My pitch was about how I would launch a new line of computers for consumers in Singapore. I had spent weeks collecting data and preparing the PowerPoint.   

After I had spent an hour presenting my grand plan, the bosses looked at me blankly.

One then said coldly: “Ian, we don’t know what you were talking about, but it sounds like a poor business plan. Your plan is not approved.”

I was flummoxed. Where did I go wrong? As someone who had spent a decade working in the media, I prided myself on being an effective communicator.

But that day, I realised I was a novice in the art of business communications, which all should master early to be seen as workers who can articulate and achieve company goals effectively.

Every day, millions of people are in meetings pitching ideas, explaining results or discussing critical issues with their colleagues and bosses.

Office workers often have to deal with colleagues who are distracted by work demands, family matters, or just plain exhaustion.

Who wants to be stuck in another long meeting, much less listen to your presentation? This is why communication in the workplace is more challenging than in most scenarios.

If you have been facing challenges getting your message across in the workplace, always consider the following three things — your “business literacy”, your audience management and your message delivery.  


“Business literacy” is simply knowing how a business is run and what are the key levers that make it profitable.

Companies can get very complex in their operations, to the point where many employees do not actually know how profits are actually made.

Thus, if you ask someone “which is the most profitable product” or “the fastest growing division” in their company, he or she may be stumped.

I have seen many marketers waste their time trying to ask for marketing budgets for products that management is disinterested in. They have the misguided notion that as long as they have a cool marketing strategy, the bosses are sure to approve.

Instead, management often focuses on the most profitable or the most revenue-generating product.

You can find out these facts and numbers by reading the company’s financial reports.

If you find financial reports difficult to digest, then look for the financial presentations that summarise the same numbers in simple infographics.  

For smaller companies that do not produce financial reports, you can have a chat with the sales team or the finance person to learn how the company really works.

When you are “business literate”, you will understand what makes management tick. Then you will be able to craft a relevant message that gets them to sit up and pay attention.


People often like to say they are “data-driven” and indeed, having good data does make for strong business cases.

However, relationships can matter more than data. Abraham Lincoln once said: “If you wish to win a man over to your ideas, first make him your friend."

If you pluck up the courage to ask a boss out for coffee, you will break the ice, and learn how he or she evaluates people and business. This will improve the way you communicate with them in every scenario.

You should also cultivate positive relationships with peers in different departments.

For example, I was usually with the sales and marketing team in my previous firms, but I spent a lot of time working with colleagues from finance, legal, operations and logistics.

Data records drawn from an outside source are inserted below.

PR #699, opened 2021-02-02
Uses TZ = UTC in buildout

wesleybl:
This ensures that tests using datetime will work locally on machines using TZ = GMT

Branch 6.0


jensens:
This one broke CI on Python 3.8 (only) https://jenkins.plone.org/job/plone-6.0-python-3.8/185/
@wesleybl can look at it and fix? Otherwise I'll revert.

wesleybl:
I think it's best to revert for now. When I have time I take a look at it.

wesleybl:
By the way, shouldn't PRs in branch 5.2 have testing with Python 3.8? Or is it still not supported?

wesleybl:
I see that: 

https://github.com/plone/Products.CMFPlone/blob/5.2.x/setup.py#L28

PR #693, opened 2020-12-30
Uses TZ = UTC in buildout

wesleybl:
This ensures that tests using datetime will work locally on machines using TZ = GMT.

PR #701, opened 2021-02-05
Set timezone in bin/test.

mauritsvanrees:
Calling time.tzset is needed on Python 3.8,
otherwise the TZ environment variable that we add has no effect.
See discussion starting with this comment:
https://github.com/plone/buildout.coredev/pull/693#issuecomment-774160597


mauritsvanrees:

And I will start the 3.8 job manually.

PR #707, opened 2021-02-17
generate plone-compile-resources, it's in plone.staticresources now

fredvd:


mauritsvanrees:
This should have no effect: `plone.staticresources` is already in the `${test:eggs}`. Locally at my machine the script is created.

Can others check if they have the script?

thet:
@mauritsvanrees @fredvd i also have the script generated.
@fredvd isn't it generated for you? if so, let's find the real issue.

jensens:
I am with @thet and do not think it is needed.

fredvd:
I agree it should not be needed as well, but there is an edge case where it does not seem to be generated, I ran into it, somebody else did (reported on community) and I have no clue yet why.  :-S

PR #710, opened 2021-02-18
5.2: move constraints generation code into release dir with tox

mauritsvanrees:
- Move `create-constraints.py` out of the buildout config and into a new `release` directory. I am guessing here that no one actively uses the locally created `constraints.txt`. I could be wrong.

I learnt a few important things from these interactions.

Every role comes with its unique lingo and work priorities. A lawyer is concerned about risk and compliance matters, while an operations person worries about supply chain matters.

Once you begin to understand and speak your colleagues’ “language of work”, they will provide you invaluable help and feedback whenever you ask.  

For example, the finance guy will advise you whether your plan fits into the profit goals of the company, and the operations person will help you source the best suppliers.


Workers can spend hours or days preparing many presentation slides to impress management, but most of the time, the crucial discussion will centre around just a few slides.

Really, less is more.

Your PowerPoint presentation just needs three to five key slides to sell your idea. Any secondary slides should be moved to the appendix in case you need to use them.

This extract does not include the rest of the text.